Here’s a colored pencil drawing of the Doctor (the Peter Capaldi version) fighting with an alien monster.

(I’m not trying to sell it. Just displaying it. I’m still unsure about the idea of selling fan art.)

John Hurt

John Hurt

I never really intended for this blog to be a drawing-in-every-post type of thing, but it kind of evolved into that — at least for the time being. I want to get back to writing humorous essays about life and other observational stuff. I love writing that kind of thing.

Anyway, here’s another drawing from the Moleskine sketchbook. I did this one early in the morning/late last night. (Which is why my brain is a little bit foggy right now. I hope this post makes sense.) This is a picture of John Hurt, who played the Forgotten Doctor in the new 50th anniversary episode of “Doctor Who.” I was eager to draw his face because there’s so much fun to be had with it. There’s so much character in it. I like the little droopy eyes and the crazy hair and the mustache/goatee that looks like Spanish moss. I had a blast drawing it.

I hope you have a wonderful Thanksgiving. Thanks for reading.

(You can click here to download my new novel, Citizens of Purgatory.)

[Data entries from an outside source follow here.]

Issue #5539, opened 2022-10-21
action-bar `messageOverride` props correspond to both text and label


geospatialem:
### Summary

We presently support assistive technology (AT) users with the `action-bar` component for the collapse/expand buttons. 

However, the support also provides the same context visually updating the text, which in some use cases doesn't provide a good interface, or user experience for visual users.

![screenshot of the action bar menu with updated intlCollapse prop](https://user-images.githubusercontent.com/5023024/197250228-91e26519-a518-4cae-b71c-eb9a107abe40.png)

Could we support both AT and visual users in providing opportunities to support both use cases?

### Actual Behavior

When setting the `intlCollapse` property the visual text and label contain the value.

### Expected Behavior

Developers should be able to specify different values for the `action-bar` collapse button with the displayed text (perhaps new props, `textCollapse`/`textExpand` versus what is read by AT `intlCollapse`/`intlExpand`)?

For instance, visual users may only need displayed text of "Collapse", whereas additional context is needed to support AT users, such as "Collapse accordion sample menu bar".

### Reproduction Sample

https://codepen.io/geospatialem/pen/Jjvgrqv

### Reproduction Steps

1. Open the [sample](https://codepen.io/geospatialem/pen/Jjvgrqv)
2. Observe when supplied with the `intlCollapse` prop the "Collapse" text is replaced with the value (e.g., "Collapse accordion sample menu bar").

### Reproduction Version

beta.95

### Relevant Info

There may still be a use case for allowing the developer to change the visual text, so perhaps a new property should be introduced to account for both the accessible label (`intlCollapse`/`intlExpand` and text (perhaps `textCollapse`/`textExpand`)?

#### Additional background:
- A [sample](https://codepen.io/geospatialem/pen/oNdKowV) with a native button that is supplied with different visual text and an accessible label for context.
- Many other CC have similar options, such as [Loader](https://developers.arcgis.com/calcite-design-system/components/loader) where `label` and `text` properties co-exist on the component.

### Esri team

Calcite (dev)

geospatialem:
Spike to determine if this is still an issue that we should address with the 1.x and 2.x releases.

geospatialem:
This is still valid, updated the[ Codepen](https://codepen.io/geospatialem/pen/Jjvgrqv) to 2.0.0 to reflect the different properties and attributes.

Currently if the `messageOverrides` property is overwritten context is provided to AT, but the text in the component is also altered, which may not support a good user experience.

[...]

PR #9497, opened 2024-06-03
feat(action-bar, action-pad): add expandLabel and collapseLabel to messages

driskull:
**Related Issue:** #5539

## Summary

-  add expandLabel and collapseLabel to messages


alisonailea (approved):

jcfranco (approved):
LGTM! Before merging, can you add a test that asserts on the label/text separation? This will probably need to override messages since they're the same text.

driskull:
@jcfranco tests added

PR #9501, opened 2024-06-03
fix(popover): prevent closing when component is connected to the DOM via a click

jcfranco:
**Related Issue:** #9504

## Summary

This fixes an issue where any clicks when the popover is connected to the DOM would cause it to be immediately closed.

This would happen because `PopoverManager`'s window `click` handler was being added and invoked during `connectedCallback` and not after the component was initialized (somewhat similar to https://github.com/Esri/calcite-design-system/pull/9373).

**Note**: there are no accompanying tests as this is not reproducible in the test environment, which uses the lazy-loaded output.

### DIFF
--- a/packages/calcite-components/src/components/popover/popover.tsx
+++ b/packages/calcite-components/src/components/popover/popover.tsx
@@ -302,7 +302,7 @@ export class Popover
 
   componentDidLoad(): void {
     setComponentLoaded(this);
-    this.setUpReferenceElement();
+    this.setUpReferenceElement(true);
 
     if (this.open) {
       onToggleOpenCloseComponent(this);
--- a/packages/calcite-components/src/components/popover/popover.tsx
+++ b/packages/calcite-components/src/components/popover/popover.tsx
@@ -293,6 +293,10 @@ export class Popover
     connectLocalized(this);
     connectMessages(this);
     connectFocusTrap(this);
+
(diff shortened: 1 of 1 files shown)


packages/calcite-components/src/components/popover/popover.tsx
```diff
@@ -292,12 +292,11 @@ export class Popover
...
     connectMessages(this);
-    this.setUpReferenceElement(this.hasLoaded);
     connectFocusTrap(this);
 
-    if (this.open) {
-      onToggleOpenCloseComponent(this);
-    }
+    // we set up the ref element in the next frame to ensure PopoverManager
+    // event handlers are invoked after connect (mainly for `components` output target)
+    requestAnimationFrame(() => this.setUpReferenceElement(this.hasLoaded));
```
driskull, line 299: Would we need to do this for the other `floating-ui` components? Or is it only popover because of the PopoverManager?

driskull (approved):
Looks good @jcfranco 👍

packages/calcite-components/src/components/popover/popover.tsx
jcfranco: I believe it's the latter. I tested with other components, but `popover` seemed to be the the only one affected. I'll do another sweep to make sure.

jcfranco: Confirmed.

Issue #9412, opened 2024-05-24
[Color Picker] Adjust component's scope and color swatch sizing


geospatialem:
### Check existing issues

- [X] I have [checked for existing issues](https://github.com/Esri/calcite-design-system/issues) to avoid duplicates

### Description

Improve the `color-picker` design with the alpha channel and color swatch, where:

1. The color swatch size is smaller when `alpha-channel` is not used
2. The scope thumb is also reduced in size to match the slider heights

### Acceptance Criteria

- [ ] Reduce size of scope to 14px circles to match slider height (applies to all scales)
- [ ] When `alpha-channel` is not used, reduce sampled color swatch to match size of saved color swatches: 20px for small scale and 24 px for medium scale. No changes are required for large scale. 

### Relevant Info

- **For full details, Figma file can be found [here](https://www.figma.com/design/3YZypHvasD8KT4Y6cmQRKy/Color-Picker-[add-opacity-support]-[issue-%23749]?node-id=1002-32922&t=YL585DzJhOrZgS3N-11).**
- Part of the https://github.com/Esri/calcite-design-system/issues/7163 epic

### Which Component

`color-picker`

### Priority impact

impact - p2 - want for an upcoming milestone

### Calcite package

- [X] @esri/calcite-components
- [ ] @esri/calcite-components-angular
- [ ] @esri/calcite-components-react
- [ ] @esri/calcite-design-tokens
- [ ] @esri/eslint-plugin-calcite-components

### Esri team

Calcite (design)

DitwanP:
🍡 Verified locally on `dev`

PR #9523, opened 2024-06-05
feat(color-picker): adjust thumb and color preview sizes to follow updated spec

jcfranco:
**Related Issue:** #9412

## Summary

This decreases the size of thumbs and uses the component's scale for the color preview when alpha channel is not displayed.


ashetland:
😍

Issue #9526, opened 2024-06-05
Move component types into component-specific interfaces files


aPreciado88:
### Description

Some types in [interfaces](https://github.com/Esri/calcite-design-system/blob/main/packages/calcite-components/src/components/interfaces.ts) are not being shared between components. Move these types into component-specific `interfaces.ts` files.

### Proposed Advantages

[interfaces](https://github.com/Esri/calcite-design-system/blob/main/packages/calcite-components/src/components/interfaces.ts) will only contain types that are shared.

geospatialem:
Verified on the `main` branch. ✨

PR #9527, opened 2024-06-05
refactor: move component types into component specific interfaces files

aPreciado88:
**Related Issue:** [#9526](https://github.com/Esri/calcite-design-system/issues/9526)

## Summary
Moves unshared types in [interfaces](https://github.com/Esri/calcite-design-system/blob/main/packages/calcite-components/src/components/interfaces.ts) into component-specific `interfaces.ts` files.


alisonailea (approved):

packages/calcite-components/src/components/tile-select-group/interfaces.ts
```diff
@@ -1 +1,2 @@
 export type TileSelectGroupLayout = "vertical" | "horizontal";
+export type TileSelectGroupDir = "ltr" | "rtl";
```
jcfranco, line 2: I thought we had a shared `Dir` type, but it doesn't look that way. Can you move this one to the shared interfaces file? We should be able to use it in more places.

jcfranco (approved):
One minor comment, but this LGTM! 🚀

packages/calcite-components/src/components/tile-select-group/interfaces.ts
aPreciado88: I moved `Dir` into the shared interfaces file!

Issue #9521, opened 2024-06-05
[list] - unable to drag and drop list items successfully with nested lists


sagewall:
### Check existing issues

- [x] I have [checked for existing issues](https://github.com/Esri/calcite-design-system/issues) to avoid duplicates

### Actual Behavior

When a list contains another list in a list-item and drag-enabled is true the list items fail to move as expected and the list becomes unresponsive when an item is dragged.

I think this was previously partially addressed with #8728 but the fix perhaps didn't address nested list items.

### Expected Behavior

The drag and drop behavior works on mobile devices using touch gestures with nested lists.

### Reproduction Sample

https://codepen.io/sagewall/pen/LYoyryy

### Reproduction Steps

1. Open this [codepen](https://codepen.io/sagewall/full/LYoyryy) on a mobile device
2. Expand the "Nested List Item"
3. Try to drag and drop any of the list items
4. Observe how the list becomes unresponsive or the list items fail to move

### Reproduction Version

2.8.3 and 2.9.0

### Relevant Info

Pixel 7, Chrome

### Priority impact

impact - p1 - need for current milestone

### Impact

This impacts the LayerList, BasemapLayerList, and TableList Javascript SDK widgets and the applications that use them like Map Viewer, Experience Builder and Instant Apps.

Also identified as a bug via `BUG-000167708`.

### Calcite package

- [X] @esri/calcite-components
- [ ] @esri/calcite-components-angular
- [ ] @esri/calcite-components-react
- [ ] @esri/calcite-design-tokens
- [ ] @esri/eslint-plugin-calcite-components

### Esri team

ArcGIS Maps SDK for JavaScript

driskull:
@jcfranco when we patched sortable, we patched it with my assumed fix but not the correct fix that went into Sortable. We may need to re-patch.

driskull:
Correct patch: https://github.com/SortableJS/Sortable/pull/2347/files

incorrect patch: https://github.com/Esri/calcite-design-system/blob/e26fce6c0a7fb3f37fd084176e8846e135df295b/patches/sortablejs%2B1.15.1.patch

driskull:
I can't reproduce this on my iphone or iphone simulator. Is it only on chrome on Pixel 7? Or can it be reproduced on an ios device?

geospatialem:
> I can't reproduce this on my iphone or iphone simulator. Is it only on chrome on Pixel 7? Or can it be reproduced on an ios device?

[...]

PR #9532, opened 2024-06-06
fix: set the correct Sortable parent when within a shadowRoot

driskull:
**Related Issue:** #9521

## Summary

- patch sortablejs with the correct update to fix dragging shadow elements on mobile devices
- https://github.com/SortableJS/Sortable/pull/2347 https://github.com/SortableJS/Sortable/issues/2346


driskull:
@jcfranco can we do this one for June release?

jcfranco (approved):
LGTM!

It looks like the related issue has been closed and verified already. Should we reopen and bounce back or do we need to create a new issue? +@geospatialem for guidance.

driskull:
> It looks like the related issue has been closed and verified already. Should we reopen and bounce back or do we need to create a new issue

Yeah, we did fix the issue but we didn't do it the correct way according to Sortablejs. So we can reopen or create a new issue .

geospatialem:
> Yeah, we did fix the issue but we didn't do it the correct way according to Sortablejs. So we can reopen or create a new issue.

Ah, good to know - I'll re-open the issue.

Thanks for the lousy Christmas present, Matt Smith


If you’re not a fan of Doctor Who, this post probably won’t mean anything to you at all. I won’t hold it against you one bit if you don’t read it.

I just learned that Matt Smith will leave the show in this year’s Christmas episode. My heart sank as I read the news earlier today. I didn’t really like him when he started playing The Doctor in 2010. I thought he was a very talented actor, but I didn’t feel like I was watching Doctor Who. I felt like I had accidentally stumbled across a wacky sitcom designed to pay homage to Doctor Who. Somehow, the tone was just wrong. It was too silly, too slapstick. Even the Tardis interior looked like a fun house. Rory, Amy, and River Song were wonderful characters, but I didn’t feel like they belonged in the same universe as Rose Tyler, Mickey Smith, and Martha Jones. (This is just my opinion and it doesn’t really mean much. I know I’m just one of ten thousand people on the internet, rambling and over-analyzing this silly old TV show.)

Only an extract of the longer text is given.